What to do: With the records in front of you, set every one of them down exactly.

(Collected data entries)
PR #9738, opened 2024-11-17
feat: add with-kvm flag to the create cluster command

Orzelius:
Allow enabling or disabling kvm via the cli when running the create cluster command.
This is useful for testing in/for environments where kvm is not available.
Context: I'm working on getting the qemu provider to work on mac, but also want to test that my changes don't break stuff on linux side of things. I only have access to linux via docker on a mac host, which doesn't support KVM.

this is my first time contributing to talos so please let me know if something's missing :)

### DIFF
--- a/pkg/provision/providers/qemu/arch.go
+++ b/pkg/provision/providers/qemu/arch.go
@@ -200,11 +200,14 @@ func generateUEFIPFlashList(uefiSourcePathPrefixes, uefiSourceFiles, uefiVarsFil
 }
 
 // QemuExecutable returns name of qemu executable for the arch.
-func (arch Arch) QemuExecutable() string {
+func (arch Arch) QemuExecutable(kvmEnabled bool) string {
 	binaries := []string{
 		"qemu-system-" + arch.QemuArch(),
-		"qemu-kvm",
-		"/usr/libexec/qemu-kvm",
+	}
+	if kvmEnabled {
+		binaries = append(binaries,
+			"qemu-kvm",
+			"/usr/libexec/qemu-kvm")
 	}
 
 	for _, binary := range binaries {
--- a/cmd/talosctl/cmd/mgmt/cluster/create.go
+++ b/cmd/talosctl/cmd/mgmt/cluster/create.go
@@ -124,6 +124,7 @@ var (
 	applyConfigEnabled        bool
 	bootloaderEnabled         bool
 	uefiEnabled               bool
+	kvmEnabled                bool
 	tpm2Enabled               bool
 	extraUEFISearchPaths      []string
 	configDebug               bool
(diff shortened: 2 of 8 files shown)


pkg/provision/providers/qemu/arch.go
```diff
@@ -200,11 +200,14 @@ func generateUEFIPFlashList(uefiSourcePathPrefixes, uefiSourceFiles, uefiVarsFil
...
 // QemuExecutable returns name of qemu executable for the arch.
-func (arch Arch) QemuExecutable() string {
+func (arch Arch) QemuExecutable(kvmEnabled bool) string {
 	binaries := []string{
 		"qemu-system-" + arch.QemuArch(),
-		"qemu-kvm",
-		"/usr/libexec/qemu-kvm",
+	}
+	if kvmEnabled {
+		binaries = append(binaries,
```
smira, line 208: I'm confused a bit, this just changes the search path by removing `qemu-kvm` ? What does it do in terms of features?

dsseng: I believe the correct way to handle this parameter would be the function at the bottom of this file: https://github.com/siderolabs/talos/blob/27d771e0fe355f54079bde5566c56143b027431a/pkg/provision/providers/qemu/arch.go#L243

This is because we should first exclude the argument demanding the use of KVM rather than finding a binary that does not include the KVM acceleration support. However `qemu-kvm` command might force KVM enabled on some distros: not really sure about that

smira: I haven't tested that myself, but I guess `kvm` is enabled by default, so we can skip forcing it (which would fix the case when KVM is not available), but without KVM emulation would be super slow

Orzelius: > I'm confused a bit, this just changes the search path by removing qemu-kvm

Yes, this line just removes `qemu-kvm`binary  from the search list if KVM is disabled. Maybe `qemu-kvm` can be used even without kvm, but I think it'd be confusing and I haven't looked into it.

> What does it do in terms of features?

Do you mean the PR in general? It allows to disable KVM usage, which was mandatory before and would error if KVM could not be used. Now a user can optionally set `--with-kvm` to false and thus run talos via qemu even on a system which doesn't have kvm (e.q. wsl, docker on a non linux host or another vm).

smira: I think `qemu-kvm` is just yet another alias present on some systems, and removing it from the search path doesn't make any difference, or make it more confusing in the end. 

`talosctl cluster create` doesn't work on non-Linux, as CNI binaries used to set up networking won't work on non-Linux hosts, so the only case is Linux with KVM disabled, which probably exists, but rare to find.

Orzelius: Would it then make more sense to just log a warning and proceed with KVM off when it's not available?
I think it still makes sense as it's not a big change and would aid in development and testing of the create command. At least I would benefit from it (see pr description)

Orzelius:
closing in favor to an upcoming pr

Task result:
PR #9738, opened 2024-11-17
feat: add with-kvm flag to the create cluster command

Orzelius:
Allow enabling or disabling kvm via the cli when running the create cluster command.
This is useful for testing in/for environments where kvm is not available.
Context: I'm working on getting the qemu provider to work on mac, but also want to test that my changes don't break stuff on linux side of things. I only have access to linux via docker on a mac host, which doesn't support KVM.

this is my first time contributing to talos so please let me know if something's missing :)

### DIFF
--- a/pkg/provision/providers/qemu/arch.go
+++ b/pkg/provision/providers/qemu/arch.go
@@ -200,11 +200,14 @@ func generateUEFIPFlashList(uefiSourcePathPrefixes, uefiSourceFiles, uefiVarsFil
 }
 
 // QemuExecutable returns name of qemu executable for the arch.
-func (arch Arch) QemuExecutable() string {
+func (arch Arch) QemuExecutable(kvmEnabled bool) string {
 	binaries := []string{
 		"qemu-system-" + arch.QemuArch(),
-		"qemu-kvm",
-		"/usr/libexec/qemu-kvm",
+	}
+	if kvmEnabled {
+		binaries = append(binaries,
+			"qemu-kvm",
+			"/usr/libexec/qemu-kvm")
 	}
 
 	for _, binary := range binaries {
--- a/cmd/talosctl/cmd/mgmt/cluster/create.go
+++ b/cmd/talosctl/cmd/mgmt/cluster/create.go
@@ -124,6 +124,7 @@ var (
 	applyConfigEnabled        bool
 	bootloaderEnabled         bool
 	uefiEnabled               bool
+	kvmEnabled                bool
 	tpm2Enabled               bool
 	extraUEFISearchPaths      []string
 	configDebug               bool
(diff shortened: 2 of 8 files shown)


pkg/provision/providers/qemu/arch.go
```diff
@@ -200,11 +200,14 @@ func generateUEFIPFlashList(uefiSourcePathPrefixes, uefiSourceFiles, uefiVarsFil
...
 // QemuExecutable returns name of qemu executable for the arch.
-func (arch Arch) QemuExecutable() string {
+func (arch Arch) QemuExecutable(kvmEnabled bool) string {
 	binaries := []string{
 		"qemu-system-" + arch.QemuArch(),
-		"qemu-kvm",
-		"/usr/libexec/qemu-kvm",
+	}
+	if kvmEnabled {
+		binaries = append(binaries,
```
smira, line 208: I'm confused a bit, this just changes the search path by removing `qemu-kvm` ? What does it do in terms of features?

dsseng: I believe the correct way to handle this parameter would be the function at the bottom of this file: https://github.com/siderolabs/talos/blob/27d771e0fe355f54079bde5566c56143b027431a/pkg/provision/providers/qemu/arch.go#L243

This is because we should first exclude the argument demanding the use of KVM rather than finding a binary that does not include the KVM acceleration support. However `qemu-kvm` command might force KVM enabled on some distros: not really sure about that

smira: I haven't tested that myself, but I guess `kvm` is enabled by default, so we can skip forcing it (which would fix the case when KVM is not available), but without KVM emulation would be super slow

Orzelius: > I'm confused a bit, this just changes the search path by removing qemu-kvm

Yes, this line just removes `qemu-kvm`binary  from the search list if KVM is disabled. Maybe `qemu-kvm` can be used even without kvm, but I think it'd be confusing and I haven't looked into it.

> What does it do in terms of features?

Do you mean the PR in general? It allows to disable KVM usage, which was mandatory before and would error if KVM could not be used. Now a user can optionally set `--with-kvm` to false and thus run talos via qemu even on a system which doesn't have kvm (e.q. wsl, docker on a non linux host or another vm).

smira: I think `qemu-kvm` is just yet another alias present on some systems, and removing it from the search path doesn't make any difference, or make it more confusing in the end. 

`talosctl cluster create` doesn't work on non-Linux, as CNI binaries used to set up networking won't work on non-Linux hosts, so the only case is Linux with KVM disabled, which probably exists, but rare to find.

Orzelius: Would it then make more sense to just log a warning and proceed with KVM off when it's not available?
I think it still makes sense as it's not a big change and would aid in development and testing of the create command. At least I would benefit from it (see pr description)

Orzelius:
closing in favor to an upcoming pr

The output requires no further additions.